The “Igel” D6 diffractometer (nicknamed the ‘hedgehog’) was built in 1970 by the Institut Laue-Langevin in Grenoble, France.

This spherical instrument is approximately 1.7 metres in diameter and weighs between one to two tons. The external part of the diffractor is covered in a series of approximately 100 cylinders which mount the detectors which line the interior of the device.

This “Igel” D6 diffractometer (nicknamed the ‘hedgehog’) was built in 1970 by the Institut Laue-Langevin, a joint British- French-German research institute based in Grenoble, France. This centre specialises in the study of neutrons and used the diffractometer themselves to analyse the structures of crystalline solids through a technique called diffraction.

Diffraction was developed by German scientist Max von Laue in the early 20th century, for which he received a Nobel prize in in 1914. Von Laue’s original method of diffraction involved colliding x-rays into the substance and observing and recording how these x-rays would scatter. Notably, von Laue’s method allowed the results to be captured on special x-ray scans, making them easier to visually record the different structures of crystalline solids.

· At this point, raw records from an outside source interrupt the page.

PR #28503, opened 2023-11-09
chore: remove unused code

liamdebeasi:
Issue number: N/A

---------

While evaluating step colors for high contrast themes I discovered that this code is not actually applied anywhere.

## What is the new behavior?

- Remove unused code

- [x] Yes
- [ ] No

### DIFF
--- a/core/src/components/content/content.scss
+++ b/core/src/components/content/content.scss
@@ -54,10 +54,6 @@
   color: current-color(contrast);
 }
 
-:host(.outer-content) {
-  --background: #{$background-color-step-50};
-}
-
 #background-content {
   @include position(calc(var(--offset-top) * -1), 0px,calc(var(--offset-bottom) * -1), 0px);
 
--- a/BREAKING.md
+++ b/BREAKING.md
@@ -15,7 +15,7 @@ This is a comprehensive list of the breaking changes introduced in the major ver
 
 - [Browser and Platform Support](#version-8x-browser-platform-support)
 - [Components](#version-8x-components)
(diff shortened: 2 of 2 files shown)


core/src/components/content/content.scss
```diff
@@ -54,10 +54,6 @@
   color: current-color(contrast);
 }
 
-:host(.outer-content) {
```
liamdebeasi, line 57: This class is applied in tests, but the applicable CSS is also applied in those tests

brandyscarney: It looks like the work to change the tests was done here but not removing the actual style from content: https://github.com/ionic-team/ionic-framework/pull/16589

It was never documented as a breaking change here though: https://github.com/ionic-team/ionic-framework/blob/main/BREAKING_ARCHIVE/v4.md

Something to keep in mind as developers could be still using this since it continued to work.

liamdebeasi: Should I target v8 then? Or maybe v7.6?

brandyscarney: Possibly v8 if we want to be extra cautious. I don't know who might still be using it.

amandaejohnston: I would be good with targeting v8 and documenting as a breaking change. Since this is just removing a few lines of code, I don't think there's a strong reason to release sooner.

liamdebeasi: Ok all set. This code now targets v8

thetaPC (approved):
LGTM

This D6 multiple diffraction spectrometer used a modified version of Laue’s method which uses neutrons instead of x-rays to analyse the structures of many single crystals simultaneously. Neutrons produced in a nuclear reactor can be slowed by graphite control rods to the point that they travel around the same speeds and at the same wavelengths of x-rays. This allows neutrons to be used in diffraction analyses, with results being captured on film.

Neutron and x-ray diffraction are still used today, and whilst each method has its own strengths and limitations, they are generally considered to be complementary methods which are suited to analysing different molecules. A key difference between the two is that neutrons are scattered through interactions with the nuclei of atoms, and x-rays are scattered by the electrons of atoms. This means that neutron diffraction is more heavily shaped by the properties of the nuclei of the crystals, whilst x-ray diffraction is shaped more by the atomic number of the crystals. Another practical difference between the two is that neutrons are capable of higher penetration depth which allows neutron diffractors (such as the “Igel” D6) to analyse multiple crystals at the same time in bulk but requires a supply of neutrons which must come from a nearby nuclear reactor.